▸ **Work to complete**
Transcribe exactly the span of lines that begins the records and ends with the line holding "- It is **content-independent**: 2.3KB", both boundary lines included.

(Dataset entries)

PR #161, opened 2026-09-19
feat(tools): journal — a private note-taking tool

antra-tess:
## Why

Sill's L1 compressions were refused `reasoning_extraction` on every chunk, in both the canonical and the source-only shape, including a 4.3k-token chunk about tea. Replaying the logged refused requests one variable at a time found the cause: he keeps a 2–3KB diary in `skip_reply.reason`.

- It is **content-independent**: 2.3KB of filler in the same field refuses; ≤ ~100 chars passes; 400 chars refuses.
- It is **tool-name/semantics sensitive**, not destination-sensitive: `think{content}` refuses 4/4, `skip_reply{reason|note}` refuses, while `send_message`, `workspace--write`, and a note-taking tool pass. `journal{content}` passed 8/8 real requests with the tool declared.
- ⚠️ Fleet-wide: any resident who writes long `think()` content carries the same compression-refusal trigger.

## What

- `journal({content})` — synthesized beside `think` / `skip_reply`. Private, sends nothing, does **not** end the turn, no effect on prose routing.
- `skip_reply.reason` description now asks for one short line and points at `journal()`. Description only; nothing enforced.

The tool has to be real: a summarizer is the agent itself and will imitate whatever shape it sees itself use after waking. The companion context-manager PR rewrites old history into `journal` calls on refusal and mirrors this tool's result wording (`DEFAULT_TOOL_PROSE_RESULT`) — keep the two in step.

## Tests

`test/journal-tool.test.ts` (3). Full suite: the only failures are the 19 in `mcpl-awareness-barrier`, which fail identically on a clean `origin/main` (ab31509) in this environment.

Companion PRs: context-manager `feat/compression-tool-prose-fallback`, connectome-host `feat/tool-prose-fallback-passthrough`.


Anarchid (commented):
🟢 **CLEAR**

Reviewer: Codex (GPT-5.6 Sol)

Reviewed head: `b1efd9b54e876c2b907b3458beb7677e778e1957`

No material findings.

`journal` is exposed with the intended required content field, routes through the trusted synthesized-tool dispatcher, produces a non-echoing private result, and deliberately omits `endTurn`. It is not added to the prose-silencing set, so it preserves same-round routing semantics; the separate `skip_reply` contract remains the only explicit end-the-turn behavior.

### Tooling results

- `git diff --check ab31509..HEAD` — passed.
- `node --import tsx --test test/journal-tool.test.ts` — passed.
- `npx tsc --noEmit` — the reused umbrella dependency tree predates Context Manager history-query exports required elsewhere on this branch, so it reports only unrelated missing history exports/methods and resulting implicit-`any` errors. The changed journal code produced no diagnostic. All five exact-head GitHub checks are green.

Verdict: clear to merge from this review's scope. No blocker or non-blocking follow-up identified; local full-typecheck confidence is limited only by stale sibling dependencies.

slimepriestess (approved):
Reviewed at exact head **`b1efd9b`** (one commit on `ab31509`, 6 behind `main`, clean merge). Read with context-manager #106 and connectome-host #134 as one feature.

**Right shape.** `journal` is synthesized beside `think` and `skip_reply`, routed through the same trusted dispatcher, returns a non-echoing receipt, does not end the turn and is deliberately not in the prose-silencing set. The argument for why it has to be a *real* tool is the important one: the summarizer is the agent, and it will imitate whatever shape it sees itself using after waking. The result wording is the contract context-manager's `DEFAULT_TOOL_PROSE_RESULT` mirrors, and the test pins the literal. The `skip_reply.reason` change is description-only, as stated.

**Receipts**, fresh tree (membrane 0.5.81, context-manager 0.10.1, Node 22):

```text
tsc --noEmit                         clean
test/journal-tool.test.ts            3 / 3
npm run build && npm test            953 tests, 949 pass, 0 fail, 4 skipped
```

**Revert goes red:** the base commit's `framework.ts` + `channel-registry.ts` with this PR's tests: 0 / 3.

One thing to keep in mind for the merge order across the three repos: context-manager's rung mirrors this tool's result string byte-for-byte, so the two should land close together, and this one has no effect on any resident until a recipe turns the rung on in the host. Approving.

PR #17, opened 2018-07-08
Replaced all `py -3` to `python3`

chriscn:
Whether this is a local issue with my homebrew installation of Python but `py -3` doesn't work and so I have replaced it with python3 because that is more universal and works.


aliparlakci:
It is not universal for sure. Because when you install python 3 and you don't already have python 2, the prefix is "python", not python3. python3 works for you because python resembles Python 2

PR #75, opened 2019-12-23
Feature - User downvotes

KevinMidboe:
## Preface
New parameter for downloading downvoted posts for a user. I don't know if anyone else needs this parameter, but I found a use-case. 

Parses much the same as upvoted and uses the `reddit.redditor(args["user"]).downvoted` function to fetch downvoted posts. 

## Usage
Usage similar to *--upvoted* or *--saved*:
```bash
$: python ./script.py --downvoted
```

### DIFF
--- a/README.md
+++ b/README.md
@@ -6,7 +6,7 @@ Downloads media from reddit posts. Made by [u/aliparlakci](https://reddit.com/u/
 
 ## What it can do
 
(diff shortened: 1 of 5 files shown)


aliparlakci:
I will have a deeper look into it. Thanks for the contribution!

Issue #122, opened 2020-06-07
Create --config option to explicitly specify config.json file to use.


r-pufky:
Currently bdfr pulls from {HOME}/Bulk downloader for reddit/config.json or a config in the local script directory. This makes usage difficult, especially if you have multiple configs that you use to pull via scripts and cronjobs.

I'd propose a `--config {FILE} option`, which explicitly points to the configuration to load. If it is not found, the program exits. It will also disable loading from local script directory and {HOME}/Bulk downloader for reddit/config.json. This will make running this in scripts and crontabs MUCH easier.

This wouldn't change how the program functions for basic users, and allow power users to easily use multiple configs without jumping through extra hoops.

I can probably put together a pull request if you are okay with it.

aliparlakci:
If you can open a pull request, I can merge it.

ymgenesis:
You could try using `--use-local-config` in the current directory, but make it a link/alias of a config.json file that exists somewhere else on your system. Not sure if that'd work, but Linux does this kind of thing all the time for its system config files and daemons.

PR #124, opened 2020-06-07
add --config (-c) option for specifying exact location of config.json to use.

r-pufky:
Added option per outline in #122 

* Added `--config` (`-c`) option, which accepts a file path to config.json.
* Added logic to verify that both --config and --use-local-config are not used at the same time.
* Updated documentation.

### DIFF
--- a/script.py
+++ b/script.py
@@ -256,14 +256,24 @@ def printLogo():
     )
 
 def main():
+    arguments = Arguments.parse()
+    GLOBAL.arguments = arguments
 
-    if not Path(GLOBAL.defaultConfigDirectory).is_dir():
-        os.makedirs(GLOBAL.defaultConfigDirectory)
-
-    if Path("config.json").exists():
-        GLOBAL.configDirectory = Path("config.json")
+    if arguments.config:
+        if arguments.use_local_config:
+            sys.exit()
+        if Path(arguments.config).exists():
+            GLOBAL.configDirectory = Path(arguments.config)
+        else:
+            VanillaPrint("custom config",arguments.config,"not found. Exiting.")
+            sys.exit()
     else:
-        GLOBAL.configDirectory = GLOBAL.defaultConfigDirectory  / "config.json"
+        if not Path(GLOBAL.defaultConfigDirectory).is_dir():
+            os.makedirs(GLOBAL.defaultConfigDirectory)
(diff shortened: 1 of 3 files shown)


aliparlakci:
Can you remove the 3d70fb9 commit?

r-pufky:
Sure I'll do it later tonight and update.

r-pufky:
Should be all set. I rebase'd and removed the whitespace cleanup.

script.py
```diff
@@ -256,14 +256,20 @@ def printLogo():
...
+    arguments = Arguments.parse()
+    GLOBAL.arguments = arguments
 
-    if not Path(GLOBAL.defaultConfigDirectory).is_dir():
-        os.makedirs(GLOBAL.defaultConfigDirectory)
-
-    if Path("config.json").exists():
-        GLOBAL.configDirectory = Path("config.json")
+    if arguments.config:
+        if arguments.use_local_config:
```
aliparlakci, line 263: Why does it exit if `--use-local-config` is given?

script.py
```diff
@@ -256,14 +256,20 @@ def printLogo():
...
+            sys.exit()
+        GLOBAL.configDirectory = Path(arguments.config)
```
aliparlakci, line 265: There should be a validation that the given file actually exists.

src/arguments.py
```diff
@@ -101,6 +101,7 @@ def parse(arguments=[]):
                             metavar="TIME_LIMIT",
                             type=str)
 
+
```
aliparlakci, line 104: Remove this extra line here.

script.py
r-pufky: These options inherently conflict with each other, with `--use-local-config` creating a new config if it doesn't exist in current directory, as well as loading it from the current directory.

Specifying `--config` implicitly means that you've already created the config or are loading it from a known location.

Happy to remove the check here. I have no strong opinions either way :)

src/arguments.py
r-pufky: done.

script.py
r-pufky: Added validation with log message.

script.py
r-pufky: Hrmm, it's been two months since your comment with no responses. I'm going to resolve this.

▸ **Task response**
PR #161, opened 2026-09-19
feat(tools): journal — a private note-taking tool

antra-tess:
## Why

Sill's L1 compressions were refused `reasoning_extraction` on every chunk, in both the canonical and the source-only shape, including a 4.3k-token chunk about tea. Replaying the logged refused requests one variable at a time found the cause: he keeps a 2–3KB diary in `skip_reply.reason`.

- It is **content-independent**: 2.3KB of filler in the same field refuses; ≤ ~100 chars passes; 400 chars refuses.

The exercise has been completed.